Drugs evaluation has been undergoing a transformational shift from the classical sequence of randomized control trials (RCT) and Real-World (RW) studies towards a more agile process, capitalizing better and faster from retrospective data. The purpose of this work is to propose a regulatory-grade, data-integrative, real-world-value-based and disease-centric approach to accelerate and de-risk drugs development and launch. This approach relies on disease and care modeling on the pre-competitive space and federated data sourcing.
Leveraging from decades of experience in disease progression in RW and care modeling and from increasingly accessible RW data platforms and networks, we propose a patented framework, a methodology and a suite of published algorithms to transform evidence generation. A generic process is proposed to simulate RW disease progression jointly with the patient journey in the real life practice. A mix of RW data science, Bayesian predictive modelling, interpretable machine learning (ML) is applied to characterize heterogeneity, bridge efficacy-to-effectiveness, and to enable short-to-long term extrapolations leveraging from both RCT and RW data. As an output, a reference disease cohort simulator is developed to drastically accelerate evidence generation.
A global public-private consortium is built for each disease to define model development priorities and endorse acceptability and scope of validity. First consortia were built in lung cancer, multiple sclerosis, and some rare diseases to test the concept.

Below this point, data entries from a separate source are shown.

PR #6128, opened 2026-08-11
fix(charges): Skip existing child charges in cascade

D1353L:
## Context

Cascade jobs run at-least-once; a retry or concurrent plan update could materialize the same parent charge twice on a child plan, and every copy is billed. 

## Description

Skip a child plan when it already holds a non-deleted charge for the same parent charge, making the cascade idempotent. A discarded copy does not block re-creation.

Cleanup of existing duplicates and a unique index enforcing this at the database level are shipped separately in https://github.com/getlago/lago-api/pull/6129.

### DIFF
--- a/app/services/charges/create_children_service.rb
+++ b/app/services/charges/create_children_service.rb
@@ -18,6 +18,10 @@ module Charges
         # skip touching to avoid deadlocks
         Plan.no_touching do
           plan.children.where(id: child_ids).find_each do |child|
+            # NOTE: Cascade jobs are delivered at-least-once; a parent charge must
+            #       materialize at most once per child plan or usage is billed twice.
+            next if child.charges.exists?(parent_id: charge.id)
+
             create_params = if payload[:code].present?
               payload
             else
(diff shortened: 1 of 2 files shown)


app/services/charges/create_children_service.rb
```diff
@@ -18,6 +18,10 @@ def call
         # skip touching to avoid deadlocks
         Plan.no_touching do
           plan.children.where(id: child_ids).find_each do |child|
+            # NOTE: Cascade jobs are delivered at-least-once; a parent charge must
+            #       materialize at most once per child plan or usage is billed twice.
+            next if child.charges.exists?(parent_id: charge.id)
```
tiagolupepic, line 23: I have a bit of context in the create children, but having a big collection in the children, will do a N+1, no? 
Would be nice if we can avoid this.

tiagolupepic (approved):
just left a comment and it's not a blocker.

:shipit:

app/services/charges/create_children_service.rb
D1353L: Fair point. Although this service is called in an async job and the N+1 is limited to 20 indexed queries per job (batched), so the impact is limited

At this stage, the pilot showed success passing the technical, regulatory, legal, logistical and cultural feasibility barriers. ML methods combined with Bayesian approaches could be applied to multiple sources and augment drastically probability of success in trials for rare neuro-degenerative disorders.
Large European projects (e.g. under HORIZON) involving regulatory decision makers have been launched to test and validate such approaches. Preliminary evaluations lead to a 5-10 fold acceleration of time to evidence compared to the sequential, traditional approach.